# Topics > Entities > Personalities >  Peter William Holden

## Airicist

Personal website - peter-william-holden.com

youtube.com/686f6c64656e

vimeo.com/user1249888

linkedin.com/in/peter-william-holden-a10895103

Projects:

kinetic art

----------


## Airicist

Peter William Holden presents "AutoGene"
February 3, 2009




> Dimensions; 450 x 450 x 80 cm.
> Materials; umbrellas, Computers, Compressed Air Components.
> 
> Giving a first impression of a simple commodity sculpture, “AutoGene” lures the viewer into a false sense of security, which is then, at the flick of a switch, rapidly dispelled. The seemingly mundane umbrellas are transformed into magical, kinetic objects. The circular arrangement combined with the striking contrast produced as the umbrellas expand and contract engender the formation of abstract ephemeral patterns, which are seemingly governed by the accompanying music. The viewer is obliged to re-evaluate the sculpture, inviting comparisons with dance and animation as the mechanical pixels complete their choreographed movement through time and space.

----------


## Airicist

Peter William Holden presents "Arabesque"
February 3, 2009




> Dimensions; 450 x 450 x 150 cm. Materials; Composite plastic, Computers, Compressed Air Components.
> 
> In my recent work I have concerned myself not only with the sculpting of three dimensions but also with a fourth: the dimension of time. I have attempted to create kinetic works that evolve, adapt and regress. Work which falls somewhere between conventional notions of pictorial art and a kind of performance. “Arabesque” is the natural continuation of this exploration – a real time animation.
> 
> With its roots in Mary Shelly’s “Frankenstein” and the alchemist’s laboratory, the installation presents itself as a mechanical flower: a simulacrum of nature. Life sized human body parts, impaled upon steel, move and sway and dance. The limbs, translucent and livid, bare their internal robotic mechanisms to the gaze of the viewer. The wiring itself is an aesthetic expression deliberately integrated into the installation to bring chaotic lines of abstract form to contrast with the organized symmetry of the body parts.
> 
> The lifeblood of this organism is air and when activated this air flows invisibly, bestowing movement to these mechanisms and its presence is only betrayed when exhaled loudly from the valves attached to the serpentine air hose.This combined with the rattle of relays and the tandem clattering of pistons to produce a hyper-modern accompaniment to the music of Strauss.
> 
> Part cinema, part theatre, “Arabesque” can be viewed form a multitude of angles, revealing a kaleidoscope of beautiful shapes and patterns created from the human form.

----------


## Airicist

Peter William Holden presents "SoleNoid Beta"
November 27, 2009




> Shoes, Industrial Computer, Compressed Air Components
> 4.5m x 4.5m x 0.5m
> 
> Eight tap shoes are set in a symmetrical circular pattern.
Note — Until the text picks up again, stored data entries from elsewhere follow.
Issue #1164, opened 2018-01-04
Folding non-constant expressions


s-perron:
Many times there are expressions that can be simplified even if not all of the operands are constants.  A few of these are:

```
n+0
n*0
n*1
n / 1
b && true
b && false
b || true
b || false
```
It can be useful to simplify these, especially if they fold to a constant like `b && false`.

This issue will have a few different parts to it:

- [x] Write a utility that folds any instruction if possible.
- [x] Make use of this new utility in CCP
- [x] Make use of this new utility in GVN

dnovillo:
This is already reported in #896.  I'll assign it to you, if you're ready to start working on this.

s-perron:
We have done all of the main parts of this.  We still have lots of folding rules we can add, but separate issues should be opened for those that are needed.

PR #1188, opened 2018-01-09
Add generic folding function and use in CCP

s-perron:
The current folding routines have a very cumbersome interface, make them
harder to use, and not a obvious how to extend.

This change is to create a new interface for the folding routines, and
show how it can be used by calling it from CCP.

This does not make a significant change to the behaviour of CCP.  In
general it should produce the same code as before; however it is
possible that an instruction that takes 32-bit integers as inputs and
the result is not a 32-bit integer or bool will not be folded as before.

Contributes to #1164.

### DIFF
--- a/source/opt/ccp_pass.cpp
+++ b/source/opt/ccp_pass.cpp
@@ -120,58 +120,41 @@ SSAPropagator::PropStatus CCPPass::VisitAssignment(ir::Instruction* instr) {
     return MarkInstructionVarying(instr);
   }
 
-  // Otherwise, see if the RHS of the assignment folds into a constant value.
-  std::vector<uint32_t> cst_val_ids;
-  bool missing_constants = false;
-  bool varying_values = false;
-  instr->ForEachInId([this, &cst_val_ids, &missing_constants,
-                      &varying_values](uint32_t* op_id) {
+  // See if the RHS of the assignment folds into a constant value.
+  auto map_func = [this](uint32_t id) {
+    auto it = values_.find(id);
+    if (it == values_.end() || IsVaryingValue(it->second)) {
+      return id;
+    }
+    return it->second;
+  };
+  ir::Instruction* folded_inst =
+      opt::FoldInstructionToConstant(instr, map_func);
+  if (folded_inst != nullptr) {
+    // We do not want to change the body of the function by adding new
+    // instructions.  When folding we can only generate new constants.
+    assert(folded_inst->IsConstant() && "CCP is only interested in constant.");
+    values_[instr->result_id()] = folded_inst->result_id();
+    return SSAPropagator::kInteresting;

This allows the kinetic elements of the installation to produce three-dimensional sounds in relation to the listener / observer. The shoes are attached to simple robotic structures which utilize pneumatic actuators and solenoid valves. This enables the shoes to be moved in a multitude of ways with each movement having a distinct characteristic sound. The movements of the shoes are sequenced with a computer to produce an auditory performance. The installation itself works in two ways either as a pre-programmed piece performed by the machine alone or it can be played via a control panel by members of the public. The 16 key control panel functions like a sequencer with each key triggering a short loop of movements / sounds, these sounds and movements can easily be patched together to produce a composition.

----------


## Airicist

Peter William Holden presents "Vicious Circle"
May 2, 2012




> Choreographic installation
> Materials: Composite plastic, Computer, Compressed Air Components, Mp3 Player.
> Dimensions: 5m x 4m x 1.50m
> 
> “Vicious Circle” is inspired by the “The Industrial Revolution” and the subsequent changes in human development brought about by that revolution. It is a brutalist robotic structure and it is a representation of some of the fears I have with technology. The motion of the machine reminds me of the relentless movement of progress as the machine moves to its predetermined program, ignorant of its environment and unwilling to stop if anything gets in its way. Though paradoxically it is possible to see beauty within its movements as the life size cast hands rise and fall forming a swarm that flocks together like birds in a choreographed dance to Prokofiev’s “Dance of the knights". Thus reminding me that technology is a double edged sword and we / humanity have the possibility to decide which direction it will take.

----------


## Airicist

Festival Gamerz 09 - Peter William Holden
December 19, 2013

----------


## Airicist

Dance Machines : Peter William Holden
September 23, 2014




> A short film of Peter William Holdens robot installation showing during the Merge Festival.
> 
> Free Entry. Opening hours 12 to 7pm Wednesday - Sunday. Showing until the12th October.
> 
> Filmed and edited for Merge Festival by Tommo.
> 
> Please see website for more details : mergefestival.co.uk

----------


## Airicist

Peter William Holden presents "Critical Mass"
July 17, 2015




> Choreographic Installation
> Materials: Hats, Computers, Delta Robots, Compressed Air Components, Mp3 Player
> Dimensions: 5m x 5m x 2.5m

----------